HERE COMES SCIENCE by They Might Be Giants

John Linnell and John Flansburgh have been making quirky music for almost thirty years as They Might Be Gaints -- and during that time they also started making children's music. Having tackled numbers and the alphabet, the two Johns now sing about all things scientific in Here Comes Science.

This album is a basic primer on some of the most popular areas of the world of science. Some songs are very straightforward in what they cover ("Cells," "Photosynthesis," "Electric Car"), while others take a less straightforward path to their subject ("Bloodmobile" is about the circulatory system, "Put It to the Test" explains the scientific method, and evolution is part of a family gathering in "My Brother the Ape").

As someone who studied liberal arts in college, I can appreciate the challenge in making science fun -- but They Might Be Giants manage to do it here.

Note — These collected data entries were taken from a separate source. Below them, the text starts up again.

PR #468, opened 2021-03-31
owasp-top10-2017-apps/a1/sstype

thiagolotufo:

# - owasp-top10-2017-apps/a1/sstype

The vulnerability is in the way that the data that the user types, is sent to the front end.
In the original code, the interpreter can understand that what the user typed may be a continuity of the code, and not a string to be displayed as text. To mitigate the vulnerability, just pass the data as a string, and not as part of the page template.

To test the vulnerability solution, I used some JS script commands as input. The return on the screen is a text with the commands typed.

Some prints os the tests:

- First test:

teste 1
resultado 1

- Second test
teste 2
resultado 2

### DIFF
--- a/owasp-top10-2017-apps/a1/copy-n-paste/app/util/db.go
+++ b/owasp-top10-2017-apps/a1/copy-n-paste/app/util/db.go
@@ -46,8 +46,7 @@ func AuthenticateUser(user string, pass string) (bool, error) {
 	}
 	defer dbConn.Close()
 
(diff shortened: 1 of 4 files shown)


GabhenDM (approved):
Hey, @thiagolotufo! Your changes mitigate the vulnerability! 🐼 🚀

SSTI is one of the most common attacks out in the wild today, and understanding how to properly inject variables and data securely according to the template engine documentation is an important step in preventing such attacks!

There's a nice variety in the songs, from the goofy "Roy G. Biv" to rockin' numbers like "Why Does the Sun Shine?" and "I Am a Paleontologist." The songs are pretty informative -- I now the difference between speed and velocity -- and they should get little kids more interested in science ideas. (I like how they follow the old song "Why Does the Sun Shine?" with the more scientifically accurate "Why Does the Sun Really Shine?") And there's also a dvd with music videos for all the songs, using simple and effective animation.

Here Comes Science is aimed at kids, so adults will find it cute more than great music. I also wonder about including "The Ballad of Davy Crockett (in Outer Space)": It's a fun song, but very scientifically inaccurate on an album about teaching science. Overall, They Might Be Giants have created an informative and fun album with Here Comes Science.